[Start of Attachment]

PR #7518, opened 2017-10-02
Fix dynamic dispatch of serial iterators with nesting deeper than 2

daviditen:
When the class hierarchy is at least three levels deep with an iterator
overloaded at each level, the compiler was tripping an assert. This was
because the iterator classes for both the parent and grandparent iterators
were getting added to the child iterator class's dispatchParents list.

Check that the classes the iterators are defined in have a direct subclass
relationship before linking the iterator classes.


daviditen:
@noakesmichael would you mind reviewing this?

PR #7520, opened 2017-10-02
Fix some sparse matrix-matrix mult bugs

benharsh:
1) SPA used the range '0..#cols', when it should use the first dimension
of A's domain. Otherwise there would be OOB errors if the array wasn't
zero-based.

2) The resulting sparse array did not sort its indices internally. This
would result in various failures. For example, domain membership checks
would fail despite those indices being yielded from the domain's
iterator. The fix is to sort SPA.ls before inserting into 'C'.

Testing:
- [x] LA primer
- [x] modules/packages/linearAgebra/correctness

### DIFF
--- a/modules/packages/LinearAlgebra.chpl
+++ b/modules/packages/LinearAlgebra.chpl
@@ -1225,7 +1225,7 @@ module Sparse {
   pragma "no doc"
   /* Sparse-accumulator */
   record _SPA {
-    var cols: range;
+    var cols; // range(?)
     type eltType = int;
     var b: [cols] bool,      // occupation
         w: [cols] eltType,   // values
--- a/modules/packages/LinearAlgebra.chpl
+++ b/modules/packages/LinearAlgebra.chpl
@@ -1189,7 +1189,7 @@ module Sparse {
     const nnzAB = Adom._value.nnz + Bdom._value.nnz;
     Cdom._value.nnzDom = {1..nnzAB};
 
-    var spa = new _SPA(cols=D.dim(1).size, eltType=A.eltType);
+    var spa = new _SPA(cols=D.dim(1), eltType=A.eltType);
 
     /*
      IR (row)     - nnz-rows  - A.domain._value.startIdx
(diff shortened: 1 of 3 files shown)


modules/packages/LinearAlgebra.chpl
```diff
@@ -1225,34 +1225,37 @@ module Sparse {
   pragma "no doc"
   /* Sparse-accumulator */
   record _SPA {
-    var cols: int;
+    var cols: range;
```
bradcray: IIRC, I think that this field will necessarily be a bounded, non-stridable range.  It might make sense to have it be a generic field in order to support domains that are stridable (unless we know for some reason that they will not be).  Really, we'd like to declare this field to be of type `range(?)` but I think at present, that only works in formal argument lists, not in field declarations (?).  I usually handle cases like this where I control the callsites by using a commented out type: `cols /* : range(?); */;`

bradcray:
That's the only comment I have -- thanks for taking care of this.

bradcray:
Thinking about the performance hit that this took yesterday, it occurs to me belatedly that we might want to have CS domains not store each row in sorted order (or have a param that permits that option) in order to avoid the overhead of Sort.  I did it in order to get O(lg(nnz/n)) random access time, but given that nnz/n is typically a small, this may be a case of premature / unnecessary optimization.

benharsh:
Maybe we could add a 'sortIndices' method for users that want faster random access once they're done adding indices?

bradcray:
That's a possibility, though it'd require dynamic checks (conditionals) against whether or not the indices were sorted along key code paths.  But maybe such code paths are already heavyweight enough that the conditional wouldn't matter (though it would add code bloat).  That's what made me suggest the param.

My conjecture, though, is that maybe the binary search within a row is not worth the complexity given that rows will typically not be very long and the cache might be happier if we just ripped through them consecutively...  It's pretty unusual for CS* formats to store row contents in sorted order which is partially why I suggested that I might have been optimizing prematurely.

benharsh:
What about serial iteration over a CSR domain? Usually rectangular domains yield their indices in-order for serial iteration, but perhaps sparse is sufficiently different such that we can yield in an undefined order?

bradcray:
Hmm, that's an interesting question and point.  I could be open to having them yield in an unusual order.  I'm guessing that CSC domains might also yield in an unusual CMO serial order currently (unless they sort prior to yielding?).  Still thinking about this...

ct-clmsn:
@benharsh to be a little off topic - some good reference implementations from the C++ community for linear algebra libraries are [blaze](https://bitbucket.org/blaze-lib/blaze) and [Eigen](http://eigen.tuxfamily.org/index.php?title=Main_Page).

[End of Attachment]

TASK TO CARRY OUT:
Please write the full listing out again, exactly.

YOUR SOLUTION:
PR #7518, opened 2017-10-02
Fix dynamic dispatch of serial iterators with nesting deeper than 2

daviditen:
When the class hierarchy is at least three levels deep with an iterator
overloaded at each level, the compiler was tripping an assert. This was
because the iterator classes for both the parent and grandparent iterators
were getting added to the child iterator class's dispatchParents list.

Check that the classes the iterators are defined in have a direct subclass
relationship before linking the iterator classes.


daviditen:
@noakesmichael would you mind reviewing this?

PR #7520, opened 2017-10-02
Fix some sparse matrix-matrix mult bugs

benharsh:
1) SPA used the range '0..#cols', when it should use the first dimension
of A's domain. Otherwise there would be OOB errors if the array wasn't
zero-based.

2) The resulting sparse array did not sort its indices internally. This
would result in various failures. For example, domain membership checks
would fail despite those indices being yielded from the domain's
iterator. The fix is to sort SPA.ls before inserting into 'C'.

Testing:
- [x] LA primer
- [x] modules/packages/linearAgebra/correctness

### DIFF
--- a/modules/packages/LinearAlgebra.chpl
+++ b/modules/packages/LinearAlgebra.chpl
@@ -1225,7 +1225,7 @@ module Sparse {
   pragma "no doc"
   /* Sparse-accumulator */
   record _SPA {
-    var cols: range;
+    var cols; // range(?)
     type eltType = int;
     var b: [cols] bool,      // occupation
         w: [cols] eltType,   // values
--- a/modules/packages/LinearAlgebra.chpl
+++ b/modules/packages/LinearAlgebra.chpl
@@ -1189,7 +1189,7 @@ module Sparse {
     const nnzAB = Adom._value.nnz + Bdom._value.nnz;
     Cdom._value.nnzDom = {1..nnzAB};
 
-    var spa = new _SPA(cols=D.dim(1).size, eltType=A.eltType);
+    var spa = new _SPA(cols=D.dim(1), eltType=A.eltType);
 
     /*
      IR (row)     - nnz-rows  - A.domain._value.startIdx
(diff shortened: 1 of 3 files shown)


modules/packages/LinearAlgebra.chpl
```diff
@@ -1225,34 +1225,37 @@ module Sparse {
   pragma "no doc"
   /* Sparse-accumulator */
   record _SPA {
-    var cols: int;
+    var cols: range;
```
bradcray: IIRC, I think that this field will necessarily be a bounded, non-stridable range.  It might make sense to have it be a generic field in order to support domains that are stridable (unless we know for some reason that they will not be).  Really, we'd like to declare this field to be of type `range(?)` but I think at present, that only works in formal argument lists, not in field declarations (?).  I usually handle cases like this where I control the callsites by using a commented out type: `cols /* : range(?); */;`

bradcray:
That's the only comment I have -- thanks for taking care of this.

bradcray:
Thinking about the performance hit that this took yesterday, it occurs to me belatedly that we might want to have CS domains not store each row in sorted order (or have a param that permits that option) in order to avoid the overhead of Sort.  I did it in order to get O(lg(nnz/n)) random access time, but given that nnz/n is typically a small, this may be a case of premature / unnecessary optimization.

benharsh:
Maybe we could add a 'sortIndices' method for users that want faster random access once they're done adding indices?

bradcray:
That's a possibility, though it'd require dynamic checks (conditionals) against whether or not the indices were sorted along key code paths.  But maybe such code paths are already heavyweight enough that the conditional wouldn't matter (though it would add code bloat).  That's what made me suggest the param.

My conjecture, though, is that maybe the binary search within a row is not worth the complexity given that rows will typically not be very long and the cache might be happier if we just ripped through them consecutively...  It's pretty unusual for CS* formats to store row contents in sorted order which is partially why I suggested that I might have been optimizing prematurely.

benharsh:
What about serial iteration over a CSR domain? Usually rectangular domains yield their indices in-order for serial iteration, but perhaps sparse is sufficiently different such that we can yield in an undefined order?

bradcray:
Hmm, that's an interesting question and point.  I could be open to having them yield in an unusual order.  I'm guessing that CSC domains might also yield in an unusual CMO serial order currently (unless they sort prior to yielding?).  Still thinking about this...

ct-clmsn:
@benharsh to be a little off topic - some good reference implementations from the C++ community for linear algebra libraries are [blaze](https://bitbucket.org/blaze-lib/blaze) and [Eigen](http://eigen.tuxfamily.org/index.php?title=Main_Page).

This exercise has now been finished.